If a line of the data contains the word "random", it is counted; report how many such lines there are and nothing else.

== Records to process ==

PR #265, opened 2020-07-06
use bearssl rng throughout

arnetheduck:


arnetheduck:
> is now avoided.

strictly, it's moved from being spread out all across the codebase to a single location - the newRng function

> technical benefit

the main objective is to use a single method across the codebase, and bear happened to satisfy that criteria and already be included. technically, it could be wrapped in our own type / interface if we wanted to isolate it further (like `crypto.nim` does for bls in eth2) but this seemed onerous.

> terms of security

https://bearssl.org/gitweb/?p=BearSSL;a=blob;f=inc/bearssl_rand.h;h=0a9f544fc4c58a82805d9b759eb6b21d8a001511;hb=dda1f8a0c46e15b4a235163470ff700b2f13dcc5#l76

> never need to reseed

see above - also, since it's a single instance, it's easy to reseed periodically

kdeme:
> it could be wrapped in our own type / interface if we wanted to isolate it further

Yes, was about to suggest that but then didn't as I realized we would still depend on bearssl in nim-eth for using it in `dcli` or in the tests (if we want to set proper example). Nevertheless, it might still be a sound good idea, we already use it in nbc, but we might to not want to push to other projects.  But then again, those projects would also need a good rng, so might end up with bearssl again :).

eth/keys.nim
```diff
@@ -46,12 +46,29 @@ type
...
 
-proc random*(T: type PrivateKey): SkResult[T] =
-  SkSecretKey.random().mapConvert(T)
+template pubkey*(v: KeyPair): PublicKey = PublicKey(SkKeyPair(v).pubkey)
+template seckey*(v: KeyPair): PrivateKey = PrivateKey(SkKeyPair(v).seckey)
+
+proc newRng*(): ref BrHmacDrbgContext =
+  # You should only create one instance of the RNG per application / library
+  # Ref is used so that it can be shared between components
+  # TODO consider moving to bearssl
```
kdeme, line 57: Yeah, I think that would be better. Looking at the nbc code now that calls this, it looks weird and confusing

eth/keys.nim
```diff
@@ -46,12 +46,29 @@ type
...
+  var
+    seeder = brPrngSeederSystem(nil)
```
kdeme, line 59: Looks like this could also fail in theory

eth/keys.nim
arnetheduck: yeah - I've thought of refactoring bearssl a little, would do it then

arnetheduck:
> good rng

yes - and at the core of the matter lies that some of our key generation is tied to the bear rng explicitly so until that is rewritten, this is a freedom we can't have - I'd leave it for another day

arnetheduck:
> RNG in a high-level API

yes - different PR though - one thing to consider is that bear functions internally depend on this being the bear API specifically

===

## Response box
2